Wenn eine Eizelle und ein Spermium verschmelzen, ist die Sache beschlossen: Ein Embryo entsteht, neun Monate später kommt ein Kind auf die Welt. Könnte man meinen. Doch weit gefehlt: Die menschliche Fortpflanzung ist erstaunlich ineffizient. 60 Prozent der Schwangerschaften gehen bereits in den ersten zwei Wochen nach der Befruchtung verloren, oft bekommen die Frauen gar nichts davon mit. Aber wieso ist das so?
Über die embryonale Entwicklung beim Menschen und so komplizierte Prozesse wie die Einnistung in der Gebärmutter wissen wir erstaunlich wenig. Das liegt auch daran, dass man vielerorts nicht oder kaum an menschlichen Embryonen forschen darf, zum Schutz des ungeborenen Kindes.
Regelrechtes Wettrennen in der Biomedizin
Vor wenigen Jahren hatten mehrere Forschungsgruppen gezeigt, dass sie in der Lage sind, künstliche Mäuse-Embryonen herzustellen. Dass sie nun versuchen würden, diese Technik auf menschliche Zellen zu übertragen, war klar. Die Frage war nur: Wem gelingt das als erstes?
Team um Entwicklungsbiologin Zernicka-Goetz gelingt menschliches Embryo-Modell aus Stammzellen
Mitte Juni erklärte jetzt die US-amerikanische Entwicklungsbiologin Magdalena Zernicka-Goetz auf einem Kongress in Boston, sie und ihr Team hätten genau das geschafft, sie hätten ein menschliches Embryonen-Modell, wie sie es nennen, künstlich hergestellt. Überprüfbare Daten gab es da noch nicht, doch der Guardian berichtete darüber, die Aufregung war groß.
Israelisches Team folgt wenige Tage später
Nur wenige Tage später lud dann ein konkurrierendes Team aus Israel ähnliche Ergebnisse auf einem Preprintserver hoch, weitere internationale Gruppen folgten, schließlich veröffentlichte auch das amerikanische Team ihre Daten.
Auch wenn bisher keine der veröffentlichen Studien von unabhängigen Experten überprüft wurden, sprechen Fachleute von einem Durchbruch. Denn offenbar ist es mehreren Forschungsteams parallel gelungen, embryo-ähnliche Strukturen aus menschlichen Stammzellen herzustellen. Sie brauchten keine Eizelle, kein Spermium, keine Befruchtung. Das ist ein radikaler Wendepunkt, wie Fachleute sagen.
Normale menschliche Zellen werden zu Stammzellen werden zu künstlichem Embryo
Um ihr Embryo-Modell herzustellen, haben die Forschenden normale menschliche Zellen im Labor dazu gebracht, sich zurückzubilden, zu sogenannten Stammzellen. Das sind quasi Ausgangs-Zellen, aus ihnen können die verschiedensten Zelltypen entstehen. Und: Sie können im Labor dazu gebracht werden, einen Embryo zu bilden. Oder sich zumindest zu einem Gebilde zusammenzutun, dass einem echten menschlichen Embryo im Alter von 13/14 Tagen stark ähnelt.

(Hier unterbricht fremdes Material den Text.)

PR #701, opened 2023-06-06
Hypervisor: Add support for default IPv6 gateway

asmithakarun:
This commit adds redfish support for patching
"IPv6DefaultGateway" property for each ethernet interfaces for a static configuration. In case of dynamic configuration, patching of this property will not be permitted in the backend networkd app and an error response will be sent back to the client.

Address the following defect:
https://jazz07.rchland.ibm.com:13443/jazz/web/projects/CSSD#action=com.ibm.team.workitem.viewWorkItem&id=543926

The phosphor networkd changes are here:
https://github.com/ibm-openbmc/phosphor-networkd/pull/88

Tested By:

[1] PATCH -d '{"IPv6DefaultGateway":"<ipv6Gateway>"}' https://${bmc}/redfish/v1/Systems/hypervisor/EthernetInterfaces/eth<0/1>

Change-Id: Iaa48431147ba510eac6be9eec2f330303d588005

### DIFF
--- a/redfish-core/lib/hypervisor_system.hpp
+++ b/redfish-core/lib/hypervisor_system.hpp
@@ -1068,6 +1068,26 @@ inline void handleHypervisorIPv6StaticPatch(
     }
 }
 
+inline void handleHypV6DefaultGatewayPatch(
+    const std::string& ifaceId, const std::string& ipv6DefaultGateway,
+    const std::shared_ptr<bmcweb::AsyncResp>& asyncResp)
+{
+    crow::connections::systemBus->async_method_call(
+        [asyncResp](const boost::system::error_code ec) {
+        if (ec)
+        {
+            BMCWEB_LOG_ERROR << "D-Bus responses error: " << ec;
+            messages::internalError(asyncResp->res);
+            return;
+        }
+        },
+        "xyz.openbmc_project.Network.Hypervisor",
+        "/xyz/openbmc_project/network/hypervisor/" + ifaceId,
+        "org.freedesktop.DBus.Properties", "Set",
+        "xyz.openbmc_project.Network.EthernetInterface", "DefaultGateway6",
+        std::variant<std::string>(ipv6DefaultGateway));
+}
+
 inline void requestRoutesHypervisorSystems(App& app)
 {
     /**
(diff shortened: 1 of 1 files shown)


redfish-core/lib/hypervisor_system.hpp
```diff
@@ -1237,13 +1258,15 @@ inline void requestRoutesHypervisorSystems(App& app)
...
+        std::optional<std::string> ipv6DefaultGateway;
 
         if (!json_util::readJsonPatch(
                 req, asyncResp->res, "HostName", hostName,
                 "IPv4StaticAddresses", ipv4StaticAddresses,
                 "IPv6StaticAddresses", ipv6StaticAddresses, "IPv4Addresses",
                 ipv4Addresses, "DHCPv4", dhcpv4, "DHCPv6", dhcpv6,
-                "StatelessAddressAutoConfig", statelessAddressAutoConfig))
+                "StatelessAddressAutoConfig", statelessAddressAutoConfig,
+                "IPv6DefaultGateway", ipv6DefaultGateway))
```
sunharis, line 1269: This is readonly property. Can not patch.

For patching you must use IPv6StaticDefaultGateways property

sunharis (changes requested):

redfish-core/lib/hypervisor_system.hpp
asmithakarun: Done

redfish-core/lib/hypervisor_system.hpp
```diff
@@ -1416,6 +1439,31 @@ inline void requestRoutesHypervisorSystems(App& app)
...
+                    {
+                        defaultGwStr += "\"" + ipv6StaticDefaultGw[i] + "\"";
+                        if (i != ipv6StaticDefaultGw.size() - 1)
+                        {
+                            defaultGwStr += ",";
+                            continue;
+                        }
+                        defaultGwStr += "]}";
+                    }
+                    messages::propertyValueFormatError(
```
raviteja-b, line 1459: say if user tries to configure multiple ipv6 default gateways, its correct as per schema,
so returning propertyValueFormatError does not Look right.
thinking if we can do other work around like take only first or last input entry or return a error description to say single entry supported

raviteja-b (approved):

redfish-core/lib/hypervisor_system.hpp
asmithakarun: >  its correct as per schema,
Done

sunharis (approved):

gtmills (approved):

PR #702, opened 2023-06-07
Hypervisor config: Send relevant error on patch

asmithakarun:
This commit will send back relevant redfish error back if the client tries to configure the hypervisor network with invalid IPv6 address.

Tested By:

[1] PATCH -d '{"IPv6StaticAddresses": [{"Address": \ "9.3.2.3:1A:1B:1c:1D:1E:1F", "PrefixLength": 64}]}' \ https://${bmc}/redfish/v1/Systems/hypervisor/EthernetInterfaces/eth0

Change-Id: I262fe3bd222e8e35ac48e4433ba52a4b6d5fb649

### DIFF
--- a/redfish-core/lib/hypervisor_system.hpp
+++ b/redfish-core/lib/hypervisor_system.hpp
@@ -569,8 +569,7 @@ inline void
                        const std::shared_ptr<bmcweb::AsyncResp>& asyncResp)
 {
     crow::connections::systemBus->async_method_call(
-        [asyncResp, gateway, ifaceId,
-         address](const boost::system::error_code ec) {
+        [asyncResp, ifaceId, address](const boost::system::error_code ec) {
         if (ec)
         {
             BMCWEB_LOG_DEBUG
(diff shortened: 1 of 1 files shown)


redfish-core/lib/hypervisor_system.hpp
```diff
@@ -585,6 +585,12 @@ inline void
                                             "hypervisor", "EthernetInterfaces",
                                             ifaceId));
             }
+            else if (ec == boost::system::errc::io_error)
+            {
+                messages::propertyValueFormatError(
+                    asyncResp->res, "Address/PrefixLength",
```
sunharis, line 591: Are you sure we can give 2 properties like this?
Prefix length is an integer value. There is no format for that as IPv6 addresses.

asmithakarun: We can give the whole json data here instead. But I checked giving an invalid prefix length and it failed with a different error itself - invalid value for prefix length. So we are good if we just give address here

sunharis (approved):

raviteja-b (approved):

gtmills (approved):

PR #709, opened 2023-06-12
Fix internal error due to system_attention_indicator while booting

lxwinspur:
We should not return an internal error if the service is not up.

Fixes https://github.com/ibm-openbmc/dev/issues/3618

### DIFF
--- a/redfish-core/lib/oem/ibm/system_attention_indicator.hpp
+++ b/redfish-core/lib/oem/ibm/system_attention_indicator.hpp
@@ -44,8 +44,7 @@ inline void getSAI(const std::shared_ptr<bmcweb::AsyncResp>& aResp,
                         const dbus::utility::MapperGetObject& object) {
         if (ec || object.empty())
         {
-            BMCWEB_LOG_ERROR << "DBUS response error " << ec.message();
-            messages::internalError(aResp->res);
+            BMCWEB_LOG_DEBUG << "Failed to get LED DBus name: " << ec.message();
             return;
         }
 


lxwinspur:
> Is this downstream-only code we're fixing here or is there something we need to send upstream?

downstream-only
Because there is no `oem` upstream.

redfish-core/lib/oem/ibm/system_attention_indicator.hpp
```diff
@@ -114,8 +113,7 @@ inline void setSAI(const std::shared_ptr<bmcweb::AsyncResp>& aResp,
                              const dbus::utility::MapperGetObject& object) {
         if (ec || object.empty())
         {
-            BMCWEB_LOG_ERROR << "DBUS response error " << ec.message();
```
geissonator, line 117: I get not returning an error if it's just a generic GET on the system interface. But if someone has specifically done a POST to set the LED, and that fails, we should return some sort of error?

lxwinspur: Yeah, I think you are correct, updated.

geissonator (commented):
Looks good to me, I'll let Gunnar review/approve.

redfish-core/lib/oem/ibm/system_attention_indicator.hpp
```diff
@@ -44,8 +44,7 @@ inline void getSAI(const std::shared_ptr<bmcweb::AsyncResp>& aResp,
                         const dbus::utility::MapperGetObject& object) {
         if (ec || object.empty())
         {
-            BMCWEB_LOG_ERROR << "DBUS response error " << ec.message();
-            messages::internalError(aResp->res);
+            BMCWEB_LOG_DEBUG << "Failed to get LED DBus name: " << ec.message();
```
gtmills, line 47: We are ignoring all errors here.. but I think that is fine, since isn't that important of a property and that is what we did for 1030 it looks like 
https://github.com/ibm-openbmc/bmcweb/blob/1030/redfish-core/lib/oem/ibm/system_attention_indicator.hpp#L38

gtmills (approved):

Und hier wird es für die Wissenschaft spannend und ethisch kniffelig: Denn bei einer Schwangerschaft wäre der Embryo bereits in der Gebärmutter eingenistet, die verschiedenen Zellschichten entstehen. Der Embryo wird zu diesem Zeitpunkt langsam vom Zellhaufen zum Baby.
Forschung an menschlichen Embryonen ist in Deutschland verboten
In Deutschland ist es verboten an Embryonen zu forschen. Jedoch entsteht laut Gesetz ein Embryo per Definition aus einer befruchteten Eizelle. Künstliche Embryonen aus Stammzellen wären also nicht verboten. Aber sind künstliche Embryonen weniger wert als solche, die durch eine Befruchtung entstanden sind? Müssen sie weniger geschützt werden? Darüber wird jetzt intensiv diskutiert.
Aktuell kann daraus kein lebensfähiges Baby entstehen
Unklar ist noch, wie weit sich diese künstlichen Embryonen-Modelle im Labor weiterentwickeln würden, wenn man sie denn lassen würde. Da sie bei der Entstehung einige Entwicklungsschritte eines natürlichen Embryos auslassen, könnten sie sich höchstwahrscheinlich nicht in einer Gebärmutter einnisten. Die vorgestellten Embryo-Modelle könnten also nicht von einer Frau ausgetragen werden, aus ihnen kann kein Kind entstehen. Zumindest aktuell.
Doch das Forschungsfeld hat Fahrt aufgenommen. Und damit auch die ethische Diskussion.